My 19 year old went to the bank and they convinced him to apply for a student Visa card. He is a full-time student, has a job and pays his own cell phone bill. Isn’t that enough? Are there other ways for young people to establish credit?
Fire can be both useful and devastating. Used responsibly, it can heat your home and cook your meals. Used irresponsibly, it can burn you and destroy the things you hold most dear. Credit can be viewed the same way: very useful and potentially devastating.
I’m not going to try to teach my two-year-old how to use credit responsibly, but it will definitely be on the curriculum by the time she’s in her late teens. Now is the time for your son to learn about credit, for exactly the reason you mention: establishing a credit history. Having a great credit score will allow him to get the best interest rates possible when he needs to borrow down the line, for a car purchase or a mortgage for example.
What goes into a credit score?
Unfortunately, having a job and paying his own cell phone bill isn’t enough to establish great credit. He has to prove to potential lenders that he knows how to use it. His credit score will be calculated based mainly on these four things:
- Payment history: He needs to show that he pays off his debts consistently and on time. Without a credit card or line of credit he won’t establish a payment history.
- Outstanding debt: Lenders are worried about how leveraged he is. He will want to keep his outstanding debt below 50% of his total credit limit—this is called utilization.
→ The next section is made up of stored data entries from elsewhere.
PR #2941, opened 2019-07-12
Added  `NonEmptyLazyList` to replace `NonEmptyStream`

kailuowang:
The `NonEmptyStream` based on `OneAnd` cannot be simply modified to wrap LazyList since the `OneAnd` no longer provides stack safety for `LazyList`. Thus I switched to use the newtype based approach.
I also refactor `NonEmptyChain` (also newtype based) to reduce code duplication. 

This extracted from #2930 hence the long history, will squash merge as usual


tests/src/test/scala/cats/tests/OneAndSuite.scala
```diff
@@ -1,49 +1,22 @@
 package cats
 package tests
 
-import cats.kernel.laws.discipline.{EqTests, SemigroupTests}
```
kailuowang: `NonEmptyStream` related tests in this suite were moved to `NonEmptyStreamSuite` which is now 2.12- specific

core/src/main/scala-2.13+/cats/data/NonEmptyLazyList.scala
```diff
@@ -0,0 +1,378 @@
...
+import instances.lazyList._
+
+import scala.collection.immutable.TreeSet
+
+object NonEmptyLazyList extends NonEmptyLazyListInstances {
+  private[data] type Base
+  private[data] trait Tag extends Any
+  type Type[+A] <: Base with Tag
+
+  private[cats] def create[A](s: LazyList[A]): Type[A] =
```
travisbrown: Do you happen to know if these aren't `private[data]` just because of the tests? It seems like e.g. `NonEmptyStreamSuite` should be in `cats.data`, not `cats.tests`.

kailuowang: Right now all tests suites are under `cats.tests`, do we want to make it more conventional (i.e. parallel package tree as in src)?

travisbrown: I'd say yes, especially if it's the only reason these aren't more restricted. That's pretty far from the topic of this PR, though. I can take a look this weekend.

kailuowang: just found out that the tests don't use them. So it's probably a simple artifact of copy paste code. I just changed all of such methods to be private[data]

travisbrown: Nice, thanks!

core/src/main/scala-2.13+/cats/data/NonEmptyLazyList.scala
```diff
@@ -0,0 +1,378 @@
...
+import NonEmptyLazyList.create
+import kernel.PartialOrder
+import instances.lazyList._
+
+import scala.collection.immutable.TreeSet
+
+object NonEmptyLazyList extends NonEmptyLazyListInstances {
+  private[data] type Base
+  private[data] trait Tag extends Any
+  type Type[+A] <: Base with Tag
```
johnynek: I don’t understand how these are abstract on a concrete `object`. What is Type?

tests/src/test/scala-2.13+/cats/tests/NonEmptyLazyListSuite.scala
```diff
@@ -0,0 +1,141 @@
...
+    }
+  }
+}
+
+class ReducibleNonEmptyLazyListSuite extends ReducibleSuite[NonEmptyLazyList]("NonEmptyLazyList") {
+  def iterator[T](nel: NonEmptyLazyList[T]): Iterator[T] = nel.toLazyList.iterator
+
+  def range(start: Long, endInclusive: Long): NonEmptyLazyList[Long] = {
+    // if we inline this we get a bewildering implicit numeric widening
+    // error message in Scala 2.10
```
johnynek: Since we don’t use 2.10 anymore can we remove?

tests/src/test/scala/cats/tests/NonEmptyChainSuite.scala
```diff
@@ -140,3 +140,14 @@ class NonEmptyChainSuite extends CatsSuite {
     }
   }
 }
+
+class ReducibleNonEmptyChainSuite extends ReducibleSuite[NonEmptyChain]("NonEmptyChain") {
+  def iterator[T](nel: NonEmptyChain[T]): Iterator[T] = nel.toChain.iterator
+
+  def range(start: Long, endInclusive: Long): NonEmptyChain[Long] = {
+    // if we inline this we get a bewildering implicit numeric widening
+    // error message in Scala 2.10
```
johnynek: Can we remove?

core/src/main/scala-2.13+/cats/data/NonEmptyLazyList.scala
kailuowang: This is the newtype encoding (kind of a hack of the Scala type system) that eliminates all runtime overhead.

johnynek: I know the trick, I just didn't know objects could have totally abstract types. Is that intended, or some quirk of the compiler?

Seems to me, anything we an abstract type should have to be abstract.

Do we have this documented somewhere that we can link to? I think it is not at all clear to the reader what the various parts are here and why they are all required:

1. why do we need Base?
2. why do we need Tag?
3. why should the above be `private[data]` vs `private` or `public`?
4. how is the aliasing of this type to `NonEmptyLazyList` accomplished? Is that a package alias?

kailuowang: good point. Link added.

kailuowang: also cc @LukaJCB to see if he has anything to add to the simple description and the link

kailuowang:
@johnynek did my changes address the issues?

kailuowang:
@LukaJCB, do you want to review the new changes?

PR #2946, opened 2019-07-14
add unordered parallel variants of (flat)traverse and (flat)sequence

mberndt123:
Hi,

There currently doesn't seem to be a convenient way to traverse a `Set` with `IO`. `traverse` doesn't work because there's no `Traverse` instance for `Set`, and `unorderedTraverse` doesn't work because there is no `CommutativeApplicative` instance for `IO`. So I've added `parUnorderedTraverse` and `parUnorderedSequence` for that purpose.

I also added `parUnorderedFlatTraverse` and `parUnorderedFlatSequence` for symmetry, but given that the non-par versions of these don't exist I'm not really sure we need these.

Another logical set of operations would be `parUnorderedTraverse_`  and `parUnorderedSequence_`. But again, there is no `unorderedTraverse_` or `unorderedSequence_` in `UnorderedFoldable`, so it's not going to be any more efficient than the non-_ variants, and given that it's easy to just discard the return value I haven't added them.

So overall I think that `parUnorderedTraverse` and `parUnorderedSequence` should be pretty uncontroversial. Which of the other ones do you think we want? I think they all make sense for symmetry, but then I'm not sure how useful they are in practice.

Oh, and one more question: is `FlatMap` actually the right typeclass to use for the `flat` variants, or should it be `CommutativeFlatMap`?

### DIFF
--- a/core/src/main/scala/cats/Parallel.scala
+++ b/core/src/main/scala/cats/Parallel.scala
@@ -169,6 +169,26 @@ object Parallel extends ParallelArityFunctions2 {
     P.sequential(gtb)
   }
 
+  def parUnorderedTraverse[T[_]: UnorderedTraverse, M[_], F[_]: CommutativeApplicative, A, B](
+    ta: T[A]
+  )(f: A => M[B])(implicit P: Parallel[M, F]): M[T[B]] =
+    P.sequential(UnorderedTraverse[T].unorderedTraverse(ta)(a => P.parallel(f(a))))
+
+  def parUnorderedSequence[T[_]: UnorderedTraverse, M[_], F[_]: CommutativeApplicative, A](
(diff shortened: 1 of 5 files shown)


mberndt123:
OK, somebody beat me to it: https://github.com/typelevel/cats/pull/2931

But hey, you probably really want those `flat` variants, don't you? :laughing:

mberndt123:
Hey @LukaJCB,

I've added some tests now. Thanks for the idea, it actually helped me dicover some silly mistakes in the implementation.

mberndt123:
I've also removed `ParallelUnorderedFlatTraverseOps` and moved its only method to `ParallelUnorderedTraverseOps`. I don't think there's a reason to have separate classes for those two methods.

PR #2953, opened 2019-07-19
Add  method init and last to NonEmptyChain like NonEmptyList.

takayahilton:


LukaJCB:
This looks great, thanks a bunch!

PR #2962, opened 2019-07-25
Add bifold to Bifoldable close #2947.

### LINKED ISSUE #2947: Add bifold to Bifoldable
Something like this:

```scala
def bifold[F[_, _]: Bifoldable, A: Monoid, B: Monoid](fab: F[A, B]): (A, B) =
  bifoldMap(fab)(a => (a, Monoid[B].empty))(b => (Monoid[A].empty, b))
```

takayahilton:


kailuowang:
We can't break BC yet. also it would be nice to have some tests.

travisbrown:
I just noticed this PR, which was also done in #3088, which was just merged. I'm going to close this one, but thanks, @takayahilton, and I'm sorry we didn't see this one.

I'm not really sure the test here is needed, since it's just checking the default implementation, and I wouldn't really expect `Bifoldable` implementers to override this method.

PR #2963, opened 2019-07-28
Alternative implementation for 2.13 LazyList `tailRecM`

andyscott:
I took at stab at this and wound up with a solution that more heavily leverages existing functionality.


andyscott:
Closing, since I ported the changes over to master in #2964.

PR #2964, opened 2019-07-28
Implement LazyList tailRecM using Iterator.unfold

andyscott:
Implements `LazyList`'s `tailRecM` using `Iterator.unfold`.

### DIFF
--- a/core/src/main/scala-2.13+/cats/instances/lazyList.scala
+++ b/core/src/main/scala-2.13+/cats/instances/lazyList.scala
@@ -69,56 +69,14 @@ trait LazyListInstances extends cats.kernel.instances.StreamInstances {
         fa.zipWithIndex
 
       def tailRecM[A, B](a: A)(fn: A => LazyList[Either[A, B]]): LazyList[B] = {
-        val it: Iterator[B] = new Iterator[B] {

So if his student Visa card has a limit of $500, your son wouldn’t want the outstanding balance to be over $250, even if he’s making the minimum payments every month.
- Length of credit history: The longer the history the better and this is one reason to start establishing credit now instead of waiting until he is 25 years old. It is also the reason why, when he’s older, he should keep open the credit card he’s had the longest, even if he has moved most of his purchases to another card.
- Recent inquiries: Lenders get worried when there is a sudden surge in credit inquiries and applications. If your son gets a student Visa from the bank, recommend that he stop there. When I was his age I made the mistake of being drawn in by retailers offering fancy, free pens if you signed up for their store card. What on earth was so appealing about a free pen, I’ll never know, but it lead to a bunch of inquiries on my credit, as well as too many cards in my wallet.
How do you encourage good credit habits?
If your son does decide to get a credit card, here are some ideas on how to establish good habits from the get go.
- Help you son set up an automatic withdrawal to pay off the card off in full every month. Starting this way will encourage him to keep his eye on the outstanding balance and make sure he has the money to pay the amount that’s owed in full.
- Teach him to use to use the card sparingly. You might even encourage him not to carry it around in his wallet, so he isn’t tempted to use it. You want him to stop and think before he spends, a much more difficult thing to do if that gleaming piece of plastic is poking out at him all the time.
- Walk him through the math on interest charges. Even adults with lots of credit history can be oblivious to how much interest they are paying on outstanding balances. Give him some examples of how much he’ll be paying if he doesn’t pay off the card in full, money that he could instead be using for what he really, really wants.
- Take time to review the bill together every month. Your teen will likely roll his eyes—what teen doesn’t—but a little bit of supervision in those first few months can make a big difference as good habits are forming.
Is co-signing another ways to establish credit?
Parents can co-sign on a line of credit or a credit card for their teen. Clifton O’Neal with the credit-reporting agency TransUnion, says being a co-signer on a card will help the teen establish positive credit if a good payment history on the card is maintained each and every month. He adds that either a gas card or store-branded cards are good ones to start with.
But the plan comes with some risk for the co-signer. If the teen doesn’t make the payment, the co-signer’s credit score will likely take a hit. The parent-teen dynamic can be complicated enough with adding this into the mix. If your teen has reached the age of majority, he shouldn’t need a co-signer anyway, and there are a number of card options that have no requirement for income.
Managing your credit. Not playing with fire.
A two-year-old cannot be counted on for using fire responsibly. That is why you keep the matches out of arms reach. But you should be able to count on a 19 year old. And you should be able to count on him to use credit responsibly, too. Talk to your son and between the two of you determine if he is ready to get started practicing one of the most important financial lessons he’ll ever learn.